**WORK ITEM:**
The response must contain every line below in which "darwin" appears.

Collected data
PR #78, opened 2023-05-31
Better handle when castor command is ran without castor.php file

pyrech:
Before:
image

After:
image

image


lyrixx (approved):

lyrixx (approved):

lyrixx:
tests are red

bin/generate-tests.php
```diff
@@ -73,27 +73,29 @@
...
+add_test(['unknown:command', 'toto', '--foo', 1], 'NoConfigTest', '/tmp');
 
-function add_test(array $args, string $class)
+function add_test(array $args, string $class, string $cwd = null)
 {
     $fp = fopen(__FILE__, 'r');
     fseek($fp, __COMPILER_HALT_OFFSET__ + 1);
     $template = stream_get_contents($fp);
 
+    $bin = __DIR__ . '/castor';
```
lyrixx, line 94: why do you add this var, it's always the same, right?

bin/generate-tests.php
```diff
@@ -73,27 +73,29 @@
...
+
     $process = new Process(
-        [\PHP_BINARY, 'bin/castor', ...$args],
-        cwd: __DIR__ . '/../',
+        [\PHP_BINARY, $bin, ...$args],
+        cwd: $cwd ?: __DIR__ . '/../',
```
lyrixx, line 98: could you move the default value to the function argument?

lyrixx (commented):
Two smalls comments, otherwise it's good 👍🏼

bin/generate-tests.php
pyrech: Nope, because it's easier to check if a custom cwd was passed or not, so the argument is not specified in the generated test case

PR #85, opened 2023-05-31
Better handling of option without value

lyrixx:


src/SluggerHelper.php
```diff
@@ -13,6 +15,8 @@ public static function slug(string $string): string
     {
         self::$slugger ??= new AsciiSlugger();
 
+        $string = u($string)->snake()->toString();
```
lyrixx, line 18: previous, something named `dryRun` was transformed to `dryrun`, now it's `dry-run`

pyrech (approved):

PR #498, opened 2024-07-31
add --since 0 to wait_for_docker_container_task example

YannCharlou-CleverAge:
to avoid checking the logs from a previous container start

### DIFF
--- a/CHANGELOG.md
+++ b/CHANGELOG.md
@@ -15,6 +15,7 @@
 
 * Fix completion when update is available
 * Fix repack when there is composer dependencies to castor
+* Fix wait_for_docker_container example to avoid checking previous docker logs
 
 ### Features
 
--- a/examples/wait_for.php
+++ b/examples/wait_for.php
@@ -105,7 +105,7 @@ function wait_for_docker_container_task(): void
             timeout: 5,
             containerChecker: function ($containerId): bool {
                 // Check some things (logs, command result, etc.)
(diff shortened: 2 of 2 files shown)


pyrech (approved):
Thanks

lyrixx (approved):

lyrixx:
Thanks

pyrech:
@YannCharlou-CleverAge Are you sure this argument works as expected?

I just tested on a docker logs command in one of my project, but it did not change anything. And according to the [documentation](https://docs.docker.com/reference/cli/docker/container/logs/), I would expect passing `0` as the value of `since` parameter would mean "logs since 1970-01-01" but I fail to see how this would filter logs of a previous container start

YannCharlou-CleverAge:
> @YannCharlou-CleverAge Are you sure this argument works as expected?
> 
> I just tested on a docker logs command in one of my project, but it did not change anything. And according to the [documentation](https://docs.docker.com/reference/cli/docker/container/logs/), I would expect passing `0` as the value of `since` parameter would mean "logs since 1970-01-01" but I fail to see how this would filter logs of a previous container start

Hi @pyrech ,
Oh I apoplgize your are totally right. After checking docker documentation I don't understand why it was working properly on my side.

Since this PR is closed, I pushed another one to properly use the --since option : https://github.com/jolicode/castor/pull/500

Issue #473, opened 2024-06-03
`castor composer init` bad defaults


joelwurtz:
When we want to use the `castor composer init` command, default values for the composer file are mostly wrong (name is username/.castor : .castor is not allowed), it generate an autoload (and we don't need one most of the time)

I think it will be better in terms of DX to hook this command and add sane defaults : 

 * name : get directory name (for the project name) and add castor in front : (project/castor)
 * description : default to "castor commands for project %s"
 * type : default to "castor-project"
 * licence : do not set it
 
Also we could hook on the interactive dependencies by putting forward package that are typed "castor-plugin" ?

PR #502, opened 2024-08-01
feat(composer): add sane defaults for composer init

joelwurtz:
Fix https://github.com/jolicode/castor/issues/473 

Exemple: 

image


lyrixx (approved):
Thanks

PR #515, opened 2024-09-03
Do not build static-darwin-arm64 binary anymore (may be temporary)

lyrixx:
Too many errors

### DIFF
--- a/.github/workflows/artifacts.yml
+++ b/.github/workflows/artifacts.yml
@@ -125,38 +125,38 @@ jobs:
           path: ./castor.darwin-amd64
           if-no-files-found: error
 
-  static-darwin-arm64:
-    needs: phars
-    name: Create MacOs arm64 static binary and upload
-    runs-on: macos-14
-    steps:
-      - name: Checkout
-        uses: actions/checkout@v4
+  # static-darwin-arm64:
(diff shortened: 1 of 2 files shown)


pyrech (approved):
Thanks :face_holding_back_tears:

gubler:
Are those of us on Mac ARM now supposed to use global composer?

I can understand if the build is causing problems, but I would like to know what the recommended update/install process is now.

lyrixx:
It would be awesome if someone could debug the build system. I don't own a mac ARM so I cannot help :/

pyrech:
The recommended way is still to use the Phar version, not the global composer install

pyrech:
The darwin arm build that was removed is only for the static binary (the one standalone embedding PHP). But the phar version is still build and released, so you can use the installer (or download the phar directly). Hope it answers your question :)

tucksaun:
@lyrixx do you want some help?

tucksaun:
I might have some time next week, I keep you posted 😉

ptondereau:
I tried to build locally on my M2 and it worked well:
CleanShot 2024-10-12 at 09 50 30@2x

I'll try investigating on the GA container then

PR #527, opened 2024-09-16
fix(fingerprint): Add $global Parameter to Fingerprint Functions and Path Handling Fixes

TheoD02:
### Summary

- **Added**: A `$global` parameter to fingerprint functions, allowing the option to use a global scope for fingerprint. By default, fingerprints are scoped by the project based on the directory path. Setting `$global` to `true` enables global fingerprinting, independent of the project path.
  
- **Fixed**: Path handling issues for file operations such as `hasher()->writeFile('../test.txt')->finish();`. Previously, the relative path could cause incorrect fingerprint generation due to differences in project directories. Now, the path is normalized using `realpath()` to ensure consistency.

### Changes

1. **Global Scope for Fingerprints**:
   - Introduced a `$global` parameter to fingerprint functions, allowing for optional global scoping of fingerprints.
   - By default, fingerprints are scoped based on the project path, but setting `$global = true` will ensure fingerprints are globally consistent across different projects.

2. **Path Resolution Fix in `writeFile(...)`**:
   - Previously, if you ran the following code in two different project directories:
     ```php
     hasher()->writeFile('../test.txt')->finish();
     ```
     - In `/home/projects/project-a`, the file would resolve as `/home/projects/project-a/../test.txt`.
     - In `/home/projects/project-b`, the file would resolve as `/home/projects/project-b/../test.txt`.
     - This results in **different hashes**, even though the content is the same, due to the difference in the relative paths.
   
   - **Fix**: With the addition of `realpath()` in `writeFile(...)`, the path is now resolved to an absolute path:
     - `/home/projects/test.txt` in both cases.
     - This ensures that the same file results in the **same hash**, regardless of the project directory from which it is referenced.

3. **Path Resolution in `writeGlob(...)` and `writeFinder(...)`**:
   - Similarly, `realpath()` is used in `writeGlob(...)`, and `->getRealPath()` is applied in `writeFinder(...)` to ensure correct absolute path resolution across different project contexts.

### DIFF
--- a/src/Helper/HasherHelper.php
+++ b/src/Helper/HasherHelper.php
@@ -43,6 +43,12 @@ class HasherHelper
             $path = getcwd() . '/' . $path;
         }
 
+        $path = realpath($path);
+
+        if (false === $path) {
+            throw new \InvalidArgumentException(\sprintf('The path "%s" is not a valid path.', $path));
+        }
+
         if (!is_file($path)) {
             throw new \InvalidArgumentException(\sprintf('The path "%s" is not a file.', $path));
         }
@@ -79,11 +85,11 @@ class HasherHelper
         foreach ($finder as $file) {
             switch ($strategy) {
                 case FileHashStrategy::Content:
-                    hash_update_file($this->hashContext, $file->getPathname());
+                    hash_update_file($this->hashContext, $file->getRealPath());
 
                     break;
                 case FileHashStrategy::MTimes:
-                    hash_update($this->hashContext, "{$file->getPathname()}:{$file->getMTime()}");
+                    hash_update($this->hashContext, "{$file->getRealPath()}:{$file->getMTime()}");
 
                     break;
             }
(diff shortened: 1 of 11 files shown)


src/Helper/HasherHelper.php
```diff
@@ -79,11 +85,11 @@ public function writeWithFinder(Finder $finder, FileHashStrategy $strategy = Fil
         foreach ($finder as $file) {
             switch ($strategy) {
                 case FileHashStrategy::Content:
-                    hash_update_file($this->hashContext, $file->getPathname());
+                    hash_update_file($this->hashContext, $file->getRealPath());
```
lyrixx, line 88: Why did you change that?

lyrixx (commented):
Nice 👍🏼 Thanks

Juste one little question

src/Helper/HasherHelper.php
TheoD02: For coherence with `writeFile()`, `writeGlob()` with usage of `realpath()`

Relative path should not be used with usage of `$global`

pyrech (approved):
LGTM

lyrixx:
Thanks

**EXPECTED ANSWER:**
Do not build static-darwin-arm64 binary anymore (may be temporary)
           path: ./castor.darwin-amd64
-  static-darwin-arm64:
+  # static-darwin-arm64:
The darwin arm build that was removed is only for the static binary (the one standalone embedding PHP). But the phar version is still build and released, so you can use the installer (or download the phar directly). Hope it answers your question :)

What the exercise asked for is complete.